Le deuxième épisode de Transformers était déjà prévu avant même la réalisation du premier. La Paramount, après l’immense succès de Transformers 1 (il a battu un record de tunes aux USA), remet une pièce dans la machine à fric. Pour ça, elle fait appel à la même équipe sans rien changer. On retrouve donc le même réalisateur et les mêmes scénaristes, mais également les mêmes acteurs. Seuls les robots connaissent des ajouts significatifs.

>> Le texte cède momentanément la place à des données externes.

PR #5305, opened 2018-12-31
ssl_cert_found workaround for php 5.4 and 5.5 fixes #5304

### LINKED ISSUE #5304: Php 5.4 - Issue with cert detection?
#### Description
I am having a problem with cert detection in php 5.4.   I can't tell if this is an environment config issue or a real issue with the code.  This can cause issues with attempting to enable SSL.  

### Steps to reproduce
1.  In a PHP 5.4 environment that has a valid cert, do a fresh install & try to enable SSL
OR...
2. In a PHP 5.4 environment that has a valid cert, in the ACP, Disable SSL then attempt to re-enable it

- Version/Git revision:  Todays
- Database Type: MySQL
- Database Version:  5.6
- PHP Version:  5.4

This always returns false for me in 5.4:
https://github.com/SimpleMachines/SMF2.1/blob/98d5cfd420ee2db29b1fd793751cc06e5ba4eb05/Sources/Subs.php#L6327

albertlast:
For the complete story look at https://github.com/SimpleMachines/SMF2.1/issues/5304#issuecomment-450644639
issue #5304

### DIFF
--- a/Sources/Subs.php
+++ b/Sources/Subs.php
@@ -6326,19 +6326,21 @@ function build_regex($strings, $delim = null, $returnArray = false)
  */
 function ssl_cert_found($url)
 {
-	// This Check works only with PHP 5.6+
-	if (version_compare(PHP_VERSION, '5.6.0', '<'))
-	{
-		return true;
-	}
-
 	// First, strip the subfolder from the passed url, if any
 	$parsedurl = parse_url($url);
 	$url = 'ssl://' . $parsedurl['host'] . ':443';
 
 	// Next, check the ssl stream context for certificate info
+	if (version_compare(PHP_VERSION, '5.6.0', '>='))
+		$ssloptions = array("capture_peer_cert" => true, "verify_peer" => true, "allow_self_signed" => true);
+		
+	else if (extension_loaded('openssl')) // php below 5.6 needs openssl
+		$ssloptions = array("capture_peer_cert" => true);
+	else
+		return true; 
+
 	$result = false;
-	$context = stream_context_create(array("ssl" => array("capture_peer_cert" => true, "verify_peer" => true, "allow_self_signed" => true)));
+	$context = stream_context_create(array("ssl" => $ssloptions));
 	$stream = @stream_socket_client($url, $errno, $errstr, 30, STREAM_CLIENT_CONNECT, $context);
 	if ($stream !== false)
 	{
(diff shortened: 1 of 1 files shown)


Sesquipedalian:
I recommend this:
```
function ssl_cert_found($url)
{
	// This check won't work without OpenSSL
	if (!extension_loaded('openssl'))
		return true;

	// First, strip the subfolder from the passed url, if any
	$parsedurl = parse_url($url);
	$url = 'ssl://' . $parsedurl['host'] . ':443';

	// Next, check the ssl stream context for certificate info
	if (version_compare(PHP_VERSION, '5.6.0', '<'))
		$ssloptions = array("capture_peer_cert" => true);
	else
		$ssloptions = array("capture_peer_cert" => true, "verify_peer" => true, "allow_self_signed" => true);

	$result = false;
	$context = stream_context_create(array("ssl" => $ssloptions));
	$stream = @stream_socket_client($url, $errno, $errstr, 30, STREAM_CLIENT_CONNECT, $context);
	if ($stream !== false)
	{
		$params = stream_context_get_params($stream);
		$result = isset($params["options"]["ssl"]["peer_certificate"]) ? true : false;
	}
	return $result;
}
```

Sesquipedalian (changes requested):
See discussion comment for recommended changes.

albertlast:
Since php 5.6+ doesn't need open ssl i changed your code a little bit.

sbulen:
Do we have to get rid of support for self-signed certs?  Not a smart move, makes it impossible to test https locally...

albertlast:
Well you got two option,
use modern php or disable openssl (which is by default disabled).

Sesquipedalian:
> Since php 5.6+ doesn't need open ssl

Are you sure about that? It looks to me like PHP 5.6 is still using OpenSSL for this job.

Sesquipedalian:
> Do we have to get rid of support for self-signed certs? Not a smart move, makes it impossible to test https locally...

If I understand [this](http://php.net/manual/en/migration56.incompatible.php#migration56.incompatible.peer-verification) correctly, SSL certificates were not verified by default prior to PHP 5.6.  I believe that means self-signed certificates should pass by default on PHP 5.4 and 5.5. (I could be wrong, though.)

sbulen:
I just tested this PR in its current form on my two environments:
 - WAMP, php 5.6, self-signed - works OK
 - linux hosted, php5.4, real cert - works OK

In both instances I am not prevented from enabling SSL.

albertlast:
Sure like i said when openssl is not enable the test is always true,
because ther is no test:
https://github.com/SimpleMachines/SMF2.1/blob/20eed227d665c2aa0e2d093044525da293f868ab/Sources/Subs.php#L6340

Le film s’oriente résolument vers les robots et la baston, sans doute conseillé par des études de marché. Plus dynamique que le premier volet, Transformers 2 : La Revanche s’axe sur une guerre, une vraie, avec ses agents secrets, ses opérations de sabotage, et ses batailles épiques. Le scénario ne lésine pas sur le lyrisme ainsi que le drame et se conclut sur un spectaculaire affrontement. Et c’est vraiment une très bonne idée, car on voit moins les acteurs. En effet, Shia LaBeouf est toujours aussi imbuvable et son personnage est complètement débile. Hautain et égocentrique, il ne crève malheureusement jamais malgré les beignes magistrales qu’il ramasse. Megan Fox montre en revanche quelques talents, et il est dommage qu’elle soit reléguée au rang de potiche, car elle possède carrément plus de charisme que l’autre plouc. Restent les seconds rôles égaux à eux-mêmes, avec tout de même une redondance dans le personnage du bouffon. En effet, alors que John Turturro rempilait, la venue de Ramon Rodriguez est complètement superflue, sachant qu’ils ont en plus à peu près le même jeu. C’était peut-être pour intégrer la minorité hispanique au casting…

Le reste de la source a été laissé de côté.